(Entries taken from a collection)
--------------------
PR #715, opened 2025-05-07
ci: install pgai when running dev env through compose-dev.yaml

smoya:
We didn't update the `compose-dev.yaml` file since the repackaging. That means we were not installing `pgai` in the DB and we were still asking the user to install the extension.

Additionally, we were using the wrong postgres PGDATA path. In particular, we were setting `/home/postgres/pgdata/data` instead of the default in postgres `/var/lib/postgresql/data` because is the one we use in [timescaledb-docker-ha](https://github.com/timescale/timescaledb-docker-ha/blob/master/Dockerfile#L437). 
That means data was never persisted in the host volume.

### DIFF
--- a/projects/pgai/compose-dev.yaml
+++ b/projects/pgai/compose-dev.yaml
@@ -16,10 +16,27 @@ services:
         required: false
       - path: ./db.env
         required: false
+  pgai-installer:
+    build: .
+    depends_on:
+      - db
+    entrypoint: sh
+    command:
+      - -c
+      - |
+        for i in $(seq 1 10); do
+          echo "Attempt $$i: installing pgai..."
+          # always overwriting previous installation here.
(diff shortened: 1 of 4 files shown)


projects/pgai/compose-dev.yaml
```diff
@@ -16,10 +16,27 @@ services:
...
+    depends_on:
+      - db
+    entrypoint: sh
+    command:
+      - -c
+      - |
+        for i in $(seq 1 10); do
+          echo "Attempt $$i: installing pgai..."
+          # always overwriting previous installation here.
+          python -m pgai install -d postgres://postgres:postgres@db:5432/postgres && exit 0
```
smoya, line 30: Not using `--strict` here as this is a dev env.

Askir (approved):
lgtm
--------------------
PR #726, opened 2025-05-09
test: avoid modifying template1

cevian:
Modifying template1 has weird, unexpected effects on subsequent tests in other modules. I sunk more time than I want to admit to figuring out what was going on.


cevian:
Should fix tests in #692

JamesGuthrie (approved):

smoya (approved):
--------------------
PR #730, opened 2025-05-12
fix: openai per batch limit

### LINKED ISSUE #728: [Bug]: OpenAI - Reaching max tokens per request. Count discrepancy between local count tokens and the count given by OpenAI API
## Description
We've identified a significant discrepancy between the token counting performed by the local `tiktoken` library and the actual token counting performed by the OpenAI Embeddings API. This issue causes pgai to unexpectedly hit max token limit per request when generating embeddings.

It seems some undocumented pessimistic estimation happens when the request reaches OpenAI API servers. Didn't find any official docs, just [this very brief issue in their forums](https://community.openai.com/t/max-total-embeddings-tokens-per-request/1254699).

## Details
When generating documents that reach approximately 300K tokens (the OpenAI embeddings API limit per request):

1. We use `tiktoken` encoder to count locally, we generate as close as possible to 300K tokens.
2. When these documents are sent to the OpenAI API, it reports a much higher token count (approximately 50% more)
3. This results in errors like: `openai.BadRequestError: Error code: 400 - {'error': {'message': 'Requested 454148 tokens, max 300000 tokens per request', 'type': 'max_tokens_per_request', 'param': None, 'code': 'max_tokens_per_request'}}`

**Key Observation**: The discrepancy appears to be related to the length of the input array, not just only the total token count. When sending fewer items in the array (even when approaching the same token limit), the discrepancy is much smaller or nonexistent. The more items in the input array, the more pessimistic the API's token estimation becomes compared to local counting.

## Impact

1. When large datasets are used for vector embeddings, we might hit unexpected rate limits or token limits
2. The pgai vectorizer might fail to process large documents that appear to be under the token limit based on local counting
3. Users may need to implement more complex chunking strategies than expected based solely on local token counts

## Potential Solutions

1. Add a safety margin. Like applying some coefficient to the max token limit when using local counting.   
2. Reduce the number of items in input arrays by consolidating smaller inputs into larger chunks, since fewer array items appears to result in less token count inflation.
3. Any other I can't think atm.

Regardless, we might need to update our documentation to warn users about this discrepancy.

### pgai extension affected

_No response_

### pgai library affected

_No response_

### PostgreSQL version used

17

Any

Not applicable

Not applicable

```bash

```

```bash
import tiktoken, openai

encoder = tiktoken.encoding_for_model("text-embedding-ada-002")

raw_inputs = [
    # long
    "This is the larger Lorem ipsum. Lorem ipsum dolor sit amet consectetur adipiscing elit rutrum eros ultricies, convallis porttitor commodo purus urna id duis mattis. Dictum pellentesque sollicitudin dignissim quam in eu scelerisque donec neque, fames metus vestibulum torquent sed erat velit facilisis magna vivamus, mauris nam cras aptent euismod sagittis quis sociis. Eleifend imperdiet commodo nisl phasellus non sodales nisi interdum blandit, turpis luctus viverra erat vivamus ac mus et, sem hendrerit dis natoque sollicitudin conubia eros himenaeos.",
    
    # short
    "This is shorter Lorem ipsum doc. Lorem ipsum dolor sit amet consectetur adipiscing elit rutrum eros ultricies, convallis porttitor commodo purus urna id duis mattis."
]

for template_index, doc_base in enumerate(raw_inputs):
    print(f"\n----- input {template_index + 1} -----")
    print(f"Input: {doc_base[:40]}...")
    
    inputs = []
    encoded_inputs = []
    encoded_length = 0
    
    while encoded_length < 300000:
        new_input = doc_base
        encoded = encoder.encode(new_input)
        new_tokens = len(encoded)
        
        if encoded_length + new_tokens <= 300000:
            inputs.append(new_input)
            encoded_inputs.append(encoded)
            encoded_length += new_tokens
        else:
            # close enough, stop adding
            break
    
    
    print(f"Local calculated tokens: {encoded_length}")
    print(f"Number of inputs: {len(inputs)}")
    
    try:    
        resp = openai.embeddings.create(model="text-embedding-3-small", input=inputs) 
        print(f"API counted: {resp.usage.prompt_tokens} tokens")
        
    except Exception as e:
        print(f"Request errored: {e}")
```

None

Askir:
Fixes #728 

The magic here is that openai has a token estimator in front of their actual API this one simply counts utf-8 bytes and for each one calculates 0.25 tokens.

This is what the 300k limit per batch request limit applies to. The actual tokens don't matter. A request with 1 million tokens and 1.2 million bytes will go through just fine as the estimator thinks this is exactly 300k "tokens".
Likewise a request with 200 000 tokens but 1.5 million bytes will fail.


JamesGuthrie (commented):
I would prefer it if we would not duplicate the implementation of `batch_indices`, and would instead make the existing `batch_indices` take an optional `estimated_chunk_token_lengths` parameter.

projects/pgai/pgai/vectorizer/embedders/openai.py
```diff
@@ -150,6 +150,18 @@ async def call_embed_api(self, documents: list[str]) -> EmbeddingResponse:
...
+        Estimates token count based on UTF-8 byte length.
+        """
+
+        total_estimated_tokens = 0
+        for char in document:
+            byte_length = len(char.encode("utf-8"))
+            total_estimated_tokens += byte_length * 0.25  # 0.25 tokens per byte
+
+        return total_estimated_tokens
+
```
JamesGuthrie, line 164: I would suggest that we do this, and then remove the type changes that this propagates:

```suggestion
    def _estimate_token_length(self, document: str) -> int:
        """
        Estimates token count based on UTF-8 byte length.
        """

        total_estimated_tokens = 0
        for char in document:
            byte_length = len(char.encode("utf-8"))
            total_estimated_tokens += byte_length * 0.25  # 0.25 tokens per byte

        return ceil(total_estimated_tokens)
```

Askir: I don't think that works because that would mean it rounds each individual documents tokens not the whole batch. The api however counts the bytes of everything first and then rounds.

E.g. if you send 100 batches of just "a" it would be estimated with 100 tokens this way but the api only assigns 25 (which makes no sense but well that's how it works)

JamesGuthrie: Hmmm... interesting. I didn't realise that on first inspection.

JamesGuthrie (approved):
--------------------
PROBLEM STATEMENT:
What lines of the data contain the string "other"? List them.

EXERCISE RESULT:
Modifying template1 has weird, unexpected effects on subsequent tests in other modules. I sunk more time than I want to admit to figuring out what was going on.
3. Any other I can't think atm.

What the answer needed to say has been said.